[Opening Input data section]

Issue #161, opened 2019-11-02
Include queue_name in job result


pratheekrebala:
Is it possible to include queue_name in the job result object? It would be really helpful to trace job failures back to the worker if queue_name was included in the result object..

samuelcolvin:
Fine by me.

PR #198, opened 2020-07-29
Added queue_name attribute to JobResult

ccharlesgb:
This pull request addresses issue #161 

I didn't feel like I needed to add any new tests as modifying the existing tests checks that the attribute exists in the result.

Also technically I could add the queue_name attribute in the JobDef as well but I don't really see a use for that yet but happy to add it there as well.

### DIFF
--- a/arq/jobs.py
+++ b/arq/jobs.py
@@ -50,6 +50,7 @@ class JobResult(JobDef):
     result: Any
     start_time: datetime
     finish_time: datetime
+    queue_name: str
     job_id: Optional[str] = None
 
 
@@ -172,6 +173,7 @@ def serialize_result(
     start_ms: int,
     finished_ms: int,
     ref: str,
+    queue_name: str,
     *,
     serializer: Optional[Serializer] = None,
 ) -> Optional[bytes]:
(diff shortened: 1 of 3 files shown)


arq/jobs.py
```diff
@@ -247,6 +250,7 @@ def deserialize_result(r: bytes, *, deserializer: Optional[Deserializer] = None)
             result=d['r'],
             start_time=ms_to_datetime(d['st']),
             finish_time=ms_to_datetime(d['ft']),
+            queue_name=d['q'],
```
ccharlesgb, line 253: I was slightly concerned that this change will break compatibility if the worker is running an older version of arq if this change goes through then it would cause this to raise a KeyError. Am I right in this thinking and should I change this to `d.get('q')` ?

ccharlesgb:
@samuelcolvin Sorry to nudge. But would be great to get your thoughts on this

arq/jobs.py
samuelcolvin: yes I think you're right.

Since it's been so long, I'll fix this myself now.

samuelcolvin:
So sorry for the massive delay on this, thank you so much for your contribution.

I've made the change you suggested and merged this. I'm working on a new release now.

[Closing Input data section]
[Opening Input data section]

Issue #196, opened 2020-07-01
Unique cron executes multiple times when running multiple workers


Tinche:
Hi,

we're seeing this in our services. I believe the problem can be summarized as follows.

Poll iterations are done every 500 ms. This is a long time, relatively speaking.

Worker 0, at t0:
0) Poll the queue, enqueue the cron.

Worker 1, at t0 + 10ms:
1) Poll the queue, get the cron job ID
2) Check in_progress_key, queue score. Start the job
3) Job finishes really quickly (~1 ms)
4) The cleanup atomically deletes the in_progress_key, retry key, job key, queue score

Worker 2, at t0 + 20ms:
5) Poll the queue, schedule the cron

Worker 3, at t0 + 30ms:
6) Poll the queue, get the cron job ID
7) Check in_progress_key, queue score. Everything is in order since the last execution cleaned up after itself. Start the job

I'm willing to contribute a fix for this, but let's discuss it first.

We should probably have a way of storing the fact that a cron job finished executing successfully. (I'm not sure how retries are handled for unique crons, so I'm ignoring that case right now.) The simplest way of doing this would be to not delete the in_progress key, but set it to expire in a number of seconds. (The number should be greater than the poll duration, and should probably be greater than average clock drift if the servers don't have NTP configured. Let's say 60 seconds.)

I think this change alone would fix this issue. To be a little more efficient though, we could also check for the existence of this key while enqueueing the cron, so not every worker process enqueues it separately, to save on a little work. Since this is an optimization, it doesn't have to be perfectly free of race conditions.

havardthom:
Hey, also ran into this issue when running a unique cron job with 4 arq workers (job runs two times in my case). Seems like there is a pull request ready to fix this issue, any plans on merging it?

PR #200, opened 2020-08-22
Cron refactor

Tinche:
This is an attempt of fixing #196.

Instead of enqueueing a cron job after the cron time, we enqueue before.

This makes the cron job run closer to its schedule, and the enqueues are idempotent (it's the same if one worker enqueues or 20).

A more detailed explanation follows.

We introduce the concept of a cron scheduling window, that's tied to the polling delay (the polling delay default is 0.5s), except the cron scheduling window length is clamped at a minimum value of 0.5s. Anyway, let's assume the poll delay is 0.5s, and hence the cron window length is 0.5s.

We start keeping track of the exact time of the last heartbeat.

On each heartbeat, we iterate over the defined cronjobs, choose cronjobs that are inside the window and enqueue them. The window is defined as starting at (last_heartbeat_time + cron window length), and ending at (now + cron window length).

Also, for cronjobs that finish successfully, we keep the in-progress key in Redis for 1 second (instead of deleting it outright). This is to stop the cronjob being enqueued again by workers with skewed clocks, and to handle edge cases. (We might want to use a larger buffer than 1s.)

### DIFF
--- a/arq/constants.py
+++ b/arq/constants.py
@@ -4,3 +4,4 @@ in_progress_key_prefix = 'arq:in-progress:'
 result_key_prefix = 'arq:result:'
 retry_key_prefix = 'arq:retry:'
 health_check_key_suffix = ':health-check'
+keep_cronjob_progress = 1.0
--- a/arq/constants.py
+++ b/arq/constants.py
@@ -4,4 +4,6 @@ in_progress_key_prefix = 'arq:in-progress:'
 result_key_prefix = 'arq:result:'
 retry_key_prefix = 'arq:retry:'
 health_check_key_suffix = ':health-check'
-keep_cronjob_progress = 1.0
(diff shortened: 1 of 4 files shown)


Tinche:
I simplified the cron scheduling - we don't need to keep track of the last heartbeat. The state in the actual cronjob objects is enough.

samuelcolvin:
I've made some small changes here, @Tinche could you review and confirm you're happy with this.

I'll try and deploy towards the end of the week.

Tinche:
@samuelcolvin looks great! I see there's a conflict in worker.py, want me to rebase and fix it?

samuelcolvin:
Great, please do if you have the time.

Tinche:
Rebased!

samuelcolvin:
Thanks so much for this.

[Closing Input data section]

**Task description**: Start with the line above that contains "I simplified the" and end with the line that contains "Thanks so much for this.". Write out those lines exactly, and only those.

**Result**:
I simplified the cron scheduling - we don't need to keep track of the last heartbeat. The state in the actual cronjob objects is enough.

samuelcolvin:
I've made some small changes here, @Tinche could you review and confirm you're happy with this.

I'll try and deploy towards the end of the week.

Tinche:
@samuelcolvin looks great! I see there's a conflict in worker.py, want me to rebase and fix it?

samuelcolvin:
Great, please do if you have the time.

Tinche:
Rebased!

samuelcolvin:
Thanks so much for this.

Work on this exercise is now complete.